▼
PR #2263, opened 2020-03-13
Use docker-compose to run Solr in CI

mjgiarlo:
Fixes #2195
Fixes #2231 
Closes #2256 

# Summary

In this way, we are using docker-compose for development and testing of the Blacklight gem itself, not for downstream purposes such as generation of new Blacklight applications, which will continue to use solr_wrapper. Also includes: using a lighter base image for the app.

This supersedes #2256.

# Open Question (Now Closed)

I put the documentation here: https://github.com/projectblacklight/blacklight/wiki/Testing-and-Developing-Blacklight

~~It is not clear to me where information like this is currently documented. The README is short and sweet, and for this reason I suspect it is not a good place for such internal development documentation to live. Other options include `CONTRIBUTING.md`, but that is more focused on higher-level contribution process than particular technical steps.~~

~~Note, I also don't think the Quickstart is the right place, so this ticket has nothing to do with #2183, which I think we should either close as a `wontfix` per [my comment](https://github.com/projectblacklight/blacklight/issues/2183#issuecomment-598779218) or discuss what the right way to move forward is particularly w/r/t how much we continue to generate for downstream BL apps: *i.e.*, if we don't give them a working SolrWrapper, do we generate/ship a working docker-compose configuration? Or do we get out of that business entirely? This is beyond the scope of this PR.~~

~~For this reason, perhaps the best place is somewhere on the [project wiki](https://github.com/projectblacklight/blacklight/wiki). Happy to take suggestions on this.~~

# Webpack(er) Broken (But Not Related)

I believe this may be solved by https://github.com/projectblacklight/blacklight/pull/2266. Thanks, @mejackreed!

[...]

PR #2267, opened 2020-03-28
Generate Rails 6 applications with Sprockets 4-style assets

mjgiarlo:
Blacklight is currently generating Rails 6 applications with Sprockets 3-style assets. With this change, the `blacklight:server` task spins up a working server (with Sprockets 4-style assets) instead of screaming about webpacker.

Related to #2266, discovered in #2263.

### DIFF
--- a/lib/generators/blacklight/assets_generator.rb
+++ b/lib/generators/blacklight/assets_generator.rb
@@ -22,6 +22,16 @@ module Blacklight
       end
     end
 
+    ##
+    # Remove the empty generated app/assets/images directory. Without doing this,
+    # the default Sprockets 4 manifest will raise an exception.
+    def appease_sprockets4
+      return if !defined?(Sprockets::VERSION) || Sprockets::VERSION < '4'
+
+      append_to_file 'app/assets/config/manifest.js', "\n//= link application.js"
+      empty_directory 'app/assets/images'
+    end
+
     def assets
       copy_file "blacklight.scss", "app/assets/stylesheets/blacklight.scss"
 
--- a/tasks/blacklight.rake
+++ b/tasks/blacklight.rake
@@ -40,7 +40,7 @@ namespace :blacklight do
   end
 
   namespace :internal do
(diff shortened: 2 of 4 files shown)


tasks/blacklight.rake
```diff
@@ -30,7 +30,10 @@ namespace :blacklight do
   end
 
   namespace :internal do
-    task seed: ['engine_cart:generate'] do
+    desc 'Index seed data in test ap'
+    task :seed do
+      Rake::Task['engine_cart:generate'].invoke unless File.exist?(EngineCart.destination)
```
mjgiarlo: This allows repeated runs of the blacklight server task with the same generated app.

tasks/blacklight.rake
```diff
@@ -30,7 +30,10 @@ namespace :blacklight do
   end
 
   namespace :internal do
-    task seed: ['engine_cart:generate'] do
+    desc 'Index seed data in test ap'
```
jcoyne: typo

tasks/blacklight.rake
jcoyne: Doesn't engine cart already check that the app is the same and do nothing?

lib/generators/blacklight/assets_generator.rb
```diff
@@ -20,6 +20,15 @@ def create_sprockets_javascript
           //= require turbolinks
         CONTENT
       end
+
+      append_to_file 'app/assets/config/manifest.js', "\n//= link application.js"
```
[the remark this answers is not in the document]
mjgiarlo: I'm going to add a version check for Sprockets. Coming in a moment.

tasks/blacklight.rake
mjgiarlo: good eye, thx! fixed

tasks/blacklight.rake
mjgiarlo: It should. I saw it regenerate once, but perhaps things were in a weird state. Removing.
▲
_GOAL OF THE EXERCISE_
Copy out whichever lines of the listing contain the word "projectblacklight".

_REPLY TO THE TASK_
I put the documentation here: https://github.com/projectblacklight/blacklight/wiki/Testing-and-Developing-Blacklight
~~Note, I also don't think the Quickstart is the right place, so this ticket has nothing to do with #2183, which I think we should either close as a `wontfix` per [my comment](https://github.com/projectblacklight/blacklight/issues/2183#issuecomment-598779218) or discuss what the right way to move forward is particularly w/r/t how much we continue to generate for downstream BL apps: *i.e.*, if we don't give them a working SolrWrapper, do we generate/ship a working docker-compose configuration? Or do we get out of that business entirely? This is beyond the scope of this PR.~~
~~For this reason, perhaps the best place is somewhere on the [project wiki](https://github.com/projectblacklight/blacklight/wiki). Happy to take suggestions on this.~~
I believe this may be solved by https://github.com/projectblacklight/blacklight/pull/2266. Thanks, @mejackreed!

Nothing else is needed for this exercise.